◆ **What you will do**
Return each line of the listing in which the word "unless" appears.

◆ **Data under study**
PR #1232, opened 2025-05-02
Derive HEALPix area and add missing parameter to `UxDataset.from_healpix()`

philipc2:
Closes #XXX

## Overview

- Derives the HEALPix area for each pixel instead of computing it internally
- Adds the `pixels_only` parameter to `UxDataset.from_healpix()`

### DIFF
--- a/test/test_healpix.py
+++ b/test/test_healpix.py
@@ -3,6 +3,7 @@ import healpix as hp
 import pytest
 import os
 from pathlib import Path
+import numpy as np
 
 
 current_path = Path(os.path.dirname(os.path.realpath(__file__)))
@@ -18,6 +19,10 @@ def test_to_ugrid(resolution_level):
     expected_n_face = hp.nside2npix(hp.order2nside(resolution_level))
 
     assert uxgrid.n_face == expected_n_face
+
+    n_side = uxgrid._ds.attrs["n_side"]
+    expected_area = np.ones(uxgrid.n_face) * np.pi / 3 * n_side**2
+    assert np.array_equal(uxgrid.face_areas.values, expected_area)
 
 @pytest.mark.parametrize("resolution_level", [0, 1, 2, 3])
 def test_boundaries(resolution_level):
@@ -41,6 +46,9 @@ def test_dataset():
 
     assert uxds.uxgrid.source_grid_spec == "HEALPix"
     assert "n_face" in uxds.dims
+
+    uxds = ux.UxDataset.from_healpix(ds_path, pixels_only=False)
+    assert "face_node_connectivity" in uxds.uxgrid._ds
 
 
 
--- a/uxarray/grid/grid.py
+++ b/uxarray/grid/grid.py
@@ -1902,8 +1902,11 @@ class Grid:
         array([0.00211174, 0.00211221, 0.00210723, ..., 0.00210723, 0.00211221,
             0.00211174])
         """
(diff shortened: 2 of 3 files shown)


uxarray/grid/grid.py
```diff
@@ -1902,8 +1902,13 @@ def compute_face_areas(
...
         """
-        # if self._face_areas is None: # this allows for using the cached result,
-        # but is not the expected behavior behavior as we are in need to recompute if this function is called with different quadrature_rule or order
+        if self.source_grid_spec == "HEALPix":
+            # Derive HEALPix Area
+            # Ω_pix = 4π / (12 * Nside²) = π / (3 * Nside²)
+            # Górski et al. 2005, “HEALPix: A Framework for High‐Resolution Discretization and Fast Analysis of Data Distributed on the Sphere”
+            n_side = self._ds.attrs["n_side"]
+            face_area = np.pi / (3 * n_side**2)
+            return np.ones(self.n_face) * face_area, None
```
erogluorhan, line 1911: While I get the reasoning about this for achieving actual equal-area faces for HEALPix, I am a bit concerned about deriving HEALPix area as in here:

- Actually we are not generating our edges in the topology in the same way as HEALPix does (I mean the actual topology, not visualization), right? So, each pixel's edges being generated in our way shouldn't be resulting in equal areas as it is being attempted to derived here . 
- We are kind of trying to hard-code the area values now in here.
- Where would this be a problem? 
   - Probably where an operator uses both edge information and area information.

test/test_healpix.py
```diff
@@ -19,6 +20,10 @@ def test_to_ugrid(resolution_level):
 
     assert uxgrid.n_face == expected_n_face
 
+    n_side = uxgrid._ds.attrs["n_side"]
+    expected_area = np.ones(uxgrid.n_face) * np.pi / (3 * n_side**2)
+    assert np.array_equal(uxgrid.face_areas.values, expected_area)
```
erogluorhan, line 25: See my comments on the area derivation part in `grid.py`

erogluorhan (changes requested):
Please see my comments this PR trying to derive areas according to HEALPix without actually changing the edge topology. Maybe for now:

- Hold off on deriving the areas for HEALPix like it is done in this PR
- Create an issue about the face areas currently not being equal
   - Maybe also discuss things like whether the edge topology generation should be changed for HEALPix? This issue would be something good to discuss during the upcoming hackathon.

rajeeja:
Didn't go through the change, but for a HEALPix mesh the area of each pixel is predetermined and equal across the entire sphere. We don't need to compute it using our routines, it can be a simple formula and we can bypass our routines.

`4*Pi/(12 * NSIDE**2)`

philipc2:
> Didn't go through the change, but for a HEALPix mesh the area of each pixel is predetermined and equal across the entire sphere. We don't need to compute it using our routines, it can be a simple formula and we can bypass our routines.
> 
> `4*Pi/(12 * NSIDE**2)`

That's correct. This is what I'm looking to implement here.

philipc2:
@erogluorhan 

I'm happy to close this for now and keep #1236 open, unless you envision us making any of these changes in the near future.

erogluorhan:
> @erogluorhan
> 
> I'm happy to close this for now and keep #1236 open, unless you envision us making any of these changes in the near future.

Yeah, that works with me!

◆ **Task output**
I'm happy to close this for now and keep #1236 open, unless you envision us making any of these changes in the near future.
> I'm happy to close this for now and keep #1236 open, unless you envision us making any of these changes in the near future.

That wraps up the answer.